# Oil pressure beeping light - help?



## 12valvestallion (Feb 21, 2005)

Hey ya'll. First off, yes I've searched and read quite a few threads on the whole MK3 (2.0) oil pressure light beeping issue. Lots of good information on here, but I've sorta hit a snag.

I have a 98 2.0 Jetta, which started beeping about 1.5 oil changes ago. It started very infrequent and has become more frequent. the oil pressure switches (both) have been replaced, the oil has been changed to 15W30, the oil filter is a VW one, and my oil pan is not dented. I recently had my shop check out the car for this issue and the oil pressure was fine across the board (couple PSI over spec). I have taken the wire off to make sure the cluster is working consistently, and yup, she beeps like mad once I take the wire off, but doesn't beep (like mad, at least) when its on. 

Most recent event that has me scratching my head, is that I put some lucas oil stabilizer in (about 3/4 quart) and for a while I thought it had actually solved it. But then it still beeped, just a lot less frequent and it beeped while going slow speeds, whereas before it would beep more typically at highway speeds.

My original hunch was either a) oil pump intake area has cloggage, or b) oil pump is 'going' bad (but I'm not aware of an oil pump 'going' bad, I thought they just work, or they don't). But now, I'm confused. Why would an oil stabilizer (which thickens the oil, I believe) make the error LESS frequent, if the issue is cloggage or oil pump failure? 

Unfortunately, I do NOT have a garage nor tools, so doing anything besides popping the hood basically makes me take the car to a mechanic, and my mechanic isn't exactly cheap. I do not want to just take a stab at 'well maybe its your oil pump' or 'maybe its your cluster' (which I doubt) without having a good reason. 

So what do I do?

1. Just take the car to the mechanic, let them know that I put in the oil stabilizer, and say 'do your diagnostic' and see what they say? My bet is, they will say 'well you're running at spec, so we could either replace your oil pump/cluster, or we leave it as is' to which I will say 'leave it as is' because my money doesn't just grow on trees. Back at square one.
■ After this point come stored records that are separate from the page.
Issue #1832, opened 2025-08-11
[sda-download] aws-sdk is deprecated and needs to be upgraded


jbygdell:
## Describe the bug
aws-sdk is deprecated

## Expected behavior
- [ ] upgrade to aws-sdk-v2

## Estimation of size
/medium

## Estimation of priority
high

jbygdell:
Download V1 is being deprecated

PR #2047, opened 2025-10-23
[sda-download] able to block non supported client versions

### LINKED ISSUE #2038: [download] Ability to block older versions of sda-cli
Implement it by checking if a header called `SDA-Client-Version: vX.Y.Z` and checking that it's the correct version, also block if it's not present.

Return http code 412. Also make sure that the user that is using sda-cli gets an error message so they understand that they should download a newer version of the client.

It should be on all of sda-downloads API endpoints.

nanjiangshu:
## Related issue(s) and PR(s)
This PR closes #2038 

## How to test
The integration tests for sda-download pass

## Additional information
I've fixed some of the old linting errors and the remaining linting errors caused by deprecated aws-sdk-go will be fixed in the issue [#1832](https://github.com/neicnordic/sensitive-data-archive/issues/1832)

### DIFF
--- a/sda-download/api/middleware/middleware.go
+++ b/sda-download/api/middleware/middleware.go
@@ -96,7 +96,7 @@ func ClientVersionMiddleware() gin.HandlerFunc {
 
 		// Check if the header is present
 		if clientVersionStr == "" {
-			log.Warnf("request blocked (412): Missing client version header in request")
+			log.Debugln("request blocked (412): Missing client version header in request")
 			c.String(http.StatusPreconditionFailed, "Missing client version header in request")
 			c.Abort()
 
@@ -106,7 +106,7 @@ func ClientVersionMiddleware() gin.HandlerFunc {
 		// Parse the client's provided version (using the processed string)
 		clientVersion, err := semver.NewVersion(clientVersionStr)
 		if err != nil {
-			log.Warnf("client version header '%s' is not a valid semantic version: %v", clientVersionStr, err)
+			log.Debugf("client version header '%s' is not a valid semantic version: %v", clientVersionStr, err)
 			c.String(http.StatusPreconditionFailed, "client version header is not a valid semantic version")
 			c.Abort()
 
@@ -116,7 +116,7 @@ func ClientVersionMiddleware() gin.HandlerFunc {
 		// Check if the client version is sufficient (clientVersion >= minimalVersion)
 		if clientVersion.LessThan(config.Config.App.MinimalCliVersion) {
 			errorMessage := fmt.Sprintf("Error: Your sda-cli client version is outdated, please update to at least version '%s'.", config.Config.App.MinimalCliVersionStr)
-			log.Warnf("request blocked (412): outdated client version '%s'. Required minimum '%s'", clientVersionStr, config.Config.App.MinimalCliVersionStr)
+			log.Debugf("request blocked (412): outdated client version '%s'. Required minimum '%s'", clientVersionStr, config.Config.App.MinimalCliVersionStr)
 			c.String(http.StatusPreconditionFailed, errorMessage)
 			c.Abort()
 


sda-download/internal/config/config.go
```diff
@@ -242,6 +249,7 @@ func (c *Map) applyDefaults() {
 	viper.SetDefault("app.host", "0.0.0.0")
 	viper.SetDefault("app.port", 8080)
 	viper.SetDefault("app.middleware", "default")
+	viper.SetDefault("app.expectedcliversion", "v0.0.0")
```
jbygdell:
```suggestion
	viper.SetDefault("app.minimalcliversion", "v0.0.0")
```

nanjiangshu:
Thanks for your @jbygdell comments, I think all of them should have been addressed now. Please take a look when you have time.

sda-download/api/middleware/middleware.go
```diff
@@ -79,8 +81,83 @@ func TokenMiddleware() gin.HandlerFunc {
...
+
+		// Version is correct, proceed to the next handler/middleware
+		log.Debugf("client version check passed: %s", clientVersionStr)
+	}
+}
+
+// ChainDefaultMiddleware chains the TokenMiddleware and ClientVersionMiddleware,
+// prioritizing authentication before checking client version requirements.
+// It is intended to be the default composite middleware set for the application.
+func ChainDefaultMiddleware() gin.HandlerFunc {
```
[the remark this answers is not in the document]
nanjiangshu: It's a good point. The current setting makes the it a bit awkward if we DO want to configure with a different selectedmiddleware. But it think this issues is better to be addressed in a refactor issue.

sda-download/api/api.go
```diff
@@ -65,12 +71,16 @@ func Setup() *http.Server {
...
 
 	router.HandleMethodNotAllowed = true
+	mw := SelectedMiddleware()
+
+	// protected endpoints
+	router.GET("/metadata/datasets", append(mw, sda.Datasets)...)
+	router.GET("/metadata/datasets/*dataset", append(mw, sda.Files)...)
+	router.GET("/files/:fileid", append(mw, sda.Download)...)
+	router.GET("/s3/*path", append(mw, s3.Download)...)
+	router.HEAD("/s3/*path", append(mw, s3.Download)...)
```
jbygdell:
```suggestion
	// protected endpoints
	router.GET("/metadata/datasets", append(SelectedMiddleware(), sda.Datasets)...)
	router.GET("/metadata/datasets/*dataset", append(SelectedMiddleware(), sda.Files)...)
	router.GET("/files/:fileid", append(SelectedMiddleware(), sda.Download)...)
	router.GET("/s3/*path", append(SelectedMiddleware(), s3.Download)...)
	router.HEAD("/s3/*path", append(SelectedMiddleware(), s3.Download)...)
```

Since the SelectedMiddleware function doesn't return any errors there is no need to generate a variable for this section.

sda-download/api/api.go
```diff
@@ -9,18 +9,24 @@ import (
...
-// available middlewares:
-// "default" for TokenMiddleware
-var SelectedMiddleware = func() gin.HandlerFunc {
-	return nil
+// SelectedMiddleware returns the middleware chain based on configuration.
+// For example, config.Config.App.Middleware could be "default", "token", etc.
+var SelectedMiddleware = func() []gin.HandlerFunc {
+	switch strings.ToLower(config.Config.App.Middleware) {
+	case "default":
+		return middleware.ChainDefaultMiddleware()
```
jbygdell:
```suggestion
		return []gin.HandlerFunc{
		middleware.TokenMiddleware(),
		middleware.ClientVersionMiddleware(),
	}
```

There is not need to hide this behind a separate function call.

sda-download/api/middleware/middleware.go
```diff
@@ -85,6 +87,73 @@ func TokenMiddleware() gin.HandlerFunc {
...
+		clientVersionStr := c.GetHeader(headerName)
+
+		// 1. Check if the header is present
+		if clientVersionStr == "" {
+			errorMessage := fmt.Sprintf(
+				"Error: Missing required header '%s'. Please ensure you are using the latest sda-cli client.",
+				headerName,
+			)
+			log.Warnf("request blocked (412): Missing required header '%s'", headerName)
+			c.String(http.StatusPreconditionFailed, errorMessage)
```
jbygdell:
```suggestion
			c.String(http.StatusPreconditionFailed, "Missing client version header in request")
```

sda-download/api/middleware/middleware.go
```diff
@@ -85,6 +87,73 @@ func TokenMiddleware() gin.HandlerFunc {
...
+			return
+		}
+
+		// 2. Check if the client version is sufficient (clientVersion >= requiredVersion)
+		if clientVersion.LessThan(config.Config.App.MinimalCliVersion) {
+			errorMessage := fmt.Sprintf(
+				"Error: Your sda-cli client version '%s' is insufficient. Please update to at least version '%s' to proceed.",
+				clientVersionStr,
+				config.Config.App.MinimalCliVersionStr,
+			)
```
jbygdell:
```suggestion
			errorMessage := fmt.Sprintf("Error: Your sda-cli client version is too old, update to at least version '%s'.", config.Config.App.MinimalCliVersionStr)
```

jbygdell (changes requested):

sda-download/internal/config/config.go
```diff
@@ -24,7 +25,7 @@ const S3 = "s3"
 
 // availableMiddlewares list the options for middlewares
 // empty string "" is an alias for default, for when the config key is not set, or it's empty
-var availableMiddlewares = []string{"", "default"}
+var availableMiddlewares = []string{"", "default", "token"}
```
jbygdell: This becomes redundant due to the changes to the `SelectedMiddleware` in api.go

sda-download/api/api.go
```diff
@@ -9,18 +9,24 @@ import (
...
 
-// SelectedMiddleware is used to control authentication and authorization
-// behaviour with config app.middleware
-// available middlewares:
-// "default" for TokenMiddleware
-var SelectedMiddleware = func() gin.HandlerFunc {
-	return nil
+// SelectedMiddleware returns the middleware chain based on configuration.
+// For example, config.Config.App.Middleware could be "default", "token", etc.
+var SelectedMiddleware = func() []gin.HandlerFunc {
```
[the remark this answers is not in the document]
nanjiangshu: I don't think such unit tests are necessary since a bad configuration for `app.middleware` will be caught before this by `AppConfig` with 
```golang
if !slices.Contains(availableMiddlewares, c.App.Middleware) {
    return fmt.Errorf("app.middleware value=%v is not one of allowed values=%v", ...)
}
```

sda-download/api/middleware/middleware.go
```diff
@@ -85,6 +87,50 @@ func TokenMiddleware() gin.HandlerFunc {
...
+// ClientVersionMiddleware checks for the required "SDA-Client-Version" header.
+// It aborts the request with 412 (Precondition Failed) if the header is missing or
+// if the version does not meet the minimum required version.
+func ClientVersionMiddleware() gin.HandlerFunc {
+	return func(c *gin.Context) {
+		clientVersionStr := c.GetHeader("SDA-Client-Version")
+
+		// Check if the header is present
+		if clientVersionStr == "" {
+			log.Warnf("request blocked (412): Missing client version header in request")
```
KarlG-nbis: Do we want to warn here and not debug? As this could lead to alot of extra logs from requests which we dont process, and I dont see much value in those logs being on warning level

KarlG-nbis (dismissed):

sda-download/api/api.go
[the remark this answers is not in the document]
KarlG-nbis: And from what I can see we already has such a case in the existing unit tests https://github.com/neicnordic/sensitive-data-archive/blob/main/sda-download/internal/config/config_test.go#L85

sda-download/api/middleware/middleware.go
jbygdell: yes, this has the possibility to become very noisy.
Also there is no point in having the HTTP response code in the log message.

sda-download/api/middleware/middleware.go
```diff
@@ -85,6 +87,50 @@ func TokenMiddleware() gin.HandlerFunc {
...
+			c.String(http.StatusPreconditionFailed, "Missing client version header in request")
+			c.Abort()
+
+			return
+		}
+
+		// Parse the client's provided version (using the processed string)
+		clientVersion, err := semver.NewVersion(clientVersionStr)
+		if err != nil {
+			log.Warnf("client version header '%s' is not a valid semantic version: %v", clientVersionStr, err)
```
jbygdell:
```suggestion
			log.Debugf("client version header '%s' is not a valid semantic version: %v", clientVersionStr, err)
```

nanjiangshu: fixed in 17711b66

jbygdell (approved):
You still have the HTTP response code in the log messages.

PR #2126, opened 2025-12-04
bugfix fix sda-download range header issues

### LINKED ISSUE #2125: Fix sda-download Range header, respect the "start"
Currently the sda-download does not correctly handle the "Range" header, and it doesnt respect the "start" input in the value:`bytes=${start}-${end}`

Also if the "Range" header is invalid, 200 is returned instead of 300 to indicate a bad request.

KarlG-nbis:
## Related issue(s) and PR(s)
This PR closes #2125 

## Description
Fix issue with sda-download not respecting the start in the Range header, and return 400 if the range header can not be parsed as expected

## How to test
- Added and existing unit tests pass

### DIFF
--- a/sda-download/api/sda/sda.go
+++ b/sda-download/api/sda/sda.go
@@ -286,18 +286,19 @@ func Download(c *gin.Context) {
 
 		return
 	}
+	start, end, err = calculateCoords(start, end, c.GetHeader("Range"), fileDetails, c.Param("type"))
+	if err != nil {
+		log.Errorf("Byte range coordinates invalid! %v", err)
+		c.String(http.StatusBadRequest, "Range header byte coordinates invalid")
+
+		return
+	}
 
 	wholeFile := true //nolint:staticcheck
 	if start != 0 || end != 0 {
 		wholeFile = false
 	}
 
-	start, end, err = calculateCoords(start, end, c.GetHeader("Range"), fileDetails, c.Param("type"))
-	if err != nil {
-		log.Errorf("Byte range coordinates invalid! %v", err)
-
-		return
-	}
 	if c.Param("type") != "encrypted" {
 		// set the content-length for unencrypted files
 		if start == 0 && end == 0 {
--- a/sda-download/api/sda/sda_test.go
+++ b/sda-download/api/sda/sda_test.go
@@ -939,3 +939,389 @@ func GenerateTestC4ghKey(t *testing.T) (string, error) {
 
 	return privateKeyFile.Name(), nil
 }
+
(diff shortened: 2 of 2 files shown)


nanjiangshu:
I'm not quite sure what's the purpose of this PR, since even with the previous code, the `start` and `end` will be correctly parsed with a header like `"Range:bytes=100-200"`

This PR does fixes the problem with return value problem when parsing is failed for the function `calculateCoords`.

In addition, I don't quite understand the output of the partial file retrieved from the API. For example, when you retrieved the reencrypted data with 

```
curl -H "Authorization: Bearer $TOKEN" -H "Client-Public-Key: $pubkey" -H "Range:bytes=100-200" http://localhost:8080/s3/filepath  -o out.c4gh  
``` 
The output file `out.c4gh` has the `crypt4gh` magic number at the header but it is not a complete c4gh file thus unable to decrypt. I'm not sure how can it be used later on by `htsget`. Previously, for the unencrypted partially retrieved data, we can concatenate them, but now we can only retrieve encrypted data, of these partially retrieved encrypted data are all broken c4gh file, how can we concatenate them?

KarlG-nbis:
> I'm not quite sure what's the purpose of this PR, since even with the previous code, the `start` and `end` will be correctly parsed with a header like `"Range:bytes=100-200"`
> 
> This PR does fixes the problem with return value problem when parsing is failed for the function `calculateCoords`.
> 
> In addition, I don't quite understand the output of the partial file retrieved from the API. For example, when you retrieved the reencrypted data with
> 
> ```
> curl -H "Authorization: Bearer $TOKEN" -H "Client-Public-Key: $pubkey" -H "Range:bytes=100-200" http://localhost:8080/s3/filepath  -o out.c4gh  
> ```
> 
> The output file `out.c4gh` has the `crypt4gh` magic number at the header but it is not a complete c4gh file thus unable to decrypt. I'm not sure how can it be used later on by `htsget`. Previously, for the unencrypted partially retrieved data, we can concatenate them, but now we can only retrieve encrypted data, of these partially retrieved encrypted data are all broken c4gh file, how can we concatenate them?

Hmm good point, issue with the `crypt4gh` magic number when getting partial files was that the htsget-rs is "reconstructing" the file by getting the header and "content" areas separately, so when it was then trying to decrypt the full reconstructed file it failed (since a `crypt4gh` magic number was in the middle of the file). So im not sure atm how this would work when a user then tries to get a specifc area of the file with the range header if they can decrypt it

nanjiangshu (approved):
Great fix!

2. Take the car to the mechanic, and specifically let them know that I would like them to drop the oil pan, clean the baffle and the oil pump intake area, and then call me. If there was a bunch of crap in there, problem solved (although I'm not sure why my car would be running at spec PSI just a few weeks ago). If there wasn't a bunch of crap, I'm back at square one sort of (but at least I know my oil pan/baffle/pump is clean). 

3. Put in more lucas oil stabilizer 

4. Ground out the wire to the high-pressure oil switch, and get a oil pressure gauge to replace it. 


Feedback is greatly appreciated. :beer:


----------



## Anony00GT (Mar 6, 2002)

I'd have a shop do the diagnosis if you're not willing to do it yourself. Then trust their diagnosis, and hold them to the repair.

The first step is to get a mechanical gauge on there and watch the pressure. You may have an oil pump problem, or you may have worn mains, resulting in low pressure. It might just be a loose connection at one of the sensors or a broken wire somewhere too. Did you replace the sensors with the correct part number OE sensors (installed in the correct locations), or cheap aftermarket parts?

You could ground the sensor and put a gauge on it I suppose, but I've never been a fan of in-car oil pressure gauges. They really make a big mess when that little plastic hose breaks.


----------



## 12valvestallion (Feb 21, 2005)

Anony00GT said:


> I'd have a shop do the diagnosis if you're not willing to do it yourself. Then trust their diagnosis, and hold them to the repair.
> 
> The first step is to get a mechanical gauge on there and watch the pressure. You may have an oil pump problem, or you may have worn mains, resulting in low pressure. It might just be a loose connection at one of the sensors or a broken wire somewhere too. Did you replace the sensors with the correct part number OE sensors (installed in the correct locations), or cheap aftermarket parts?
> 
> You could ground the sensor and put a gauge on it I suppose, but I've never been a fan of in-car oil pressure gauges. They really make a big mess when that little plastic hose breaks.


Thanks!

What do yo mean by trust their diagnosis? If they say "your oil pressure is fine" then my engine blows, they owe me a new engine? I'm confused. 

Yes, they put a mechanical gauge on it and it read fine last time, so i'll have them try that again. 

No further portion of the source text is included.